AIM OF THE EXERCISE —
Quote, word for word, every line starting at the line that contains "add run_with_libfunc_profile +" and ending with the last line of the records; include both of these lines and no others.

DATA LISTING below:

PR #1599, opened 2026-04-27
add run_with_libfunc_profile + AotWithProgram variant for ContractExecutor

avi-starkware:
## Summary

Exposes the libfunc-profiling primitives that downstream consumers (e.g. the blockifier in `starkware-libs/sequencer`) currently maintain locally. The profile-collection pattern is callback-driven so the per-call key (tx hash, etc.) stays out of cairo-native.

> [!IMPORTANT]
> Stacked on #1597 and #1598. Merge those first; this PR's diff will narrow once they land.

## Changes

- **`metadata::profiler::Profile`** is now `pub` (was a private type alias).
- **`AotContractExecutor::run_with_libfunc_profile<H, F>`** (gated on `with-libfunc-profiling`, in new file `src/executor/libfunc_profile.rs`) wraps `run`: allocates a unique trace ID, points the executor's `cairo_native__profiler__profile_id` symbol at it, drains the resulting `Profile` after `run` returns, and hands it to a caller-supplied `FnOnce(Profile)`. A `ProfilerGuard` restores the previous trace ID and drops the `LIBFUNC_PROFILE` slot on both the success and unwind paths.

End of DATA LISTING.

ANSWER SPACE —
add run_with_libfunc_profile + AotWithProgram variant for ContractExecutor

avi-starkware:
## Summary

Exposes the libfunc-profiling primitives that downstream consumers (e.g. the blockifier in `starkware-libs/sequencer`) currently maintain locally. The profile-collection pattern is callback-driven so the per-call key (tx hash, etc.) stays out of cairo-native.

> [!IMPORTANT]
> Stacked on #1597 and #1598. Merge those first; this PR's diff will narrow once they land.

## Changes

- **`metadata::profiler::Profile`** is now `pub` (was a private type alias).
- **`AotContractExecutor::run_with_libfunc_profile<H, F>`** (gated on `with-libfunc-profiling`, in new file `src/executor/libfunc_profile.rs`) wraps `run`: allocates a unique trace ID, points the executor's `cairo_native__profiler__profile_id` symbol at it, drains the resulting `Profile` after `run` returns, and hands it to a caller-supplied `FnOnce(Profile)`. A `ProfilerGuard` restores the previous trace ID and drops the `LIBFUNC_PROFILE` slot on both the success and unwind paths.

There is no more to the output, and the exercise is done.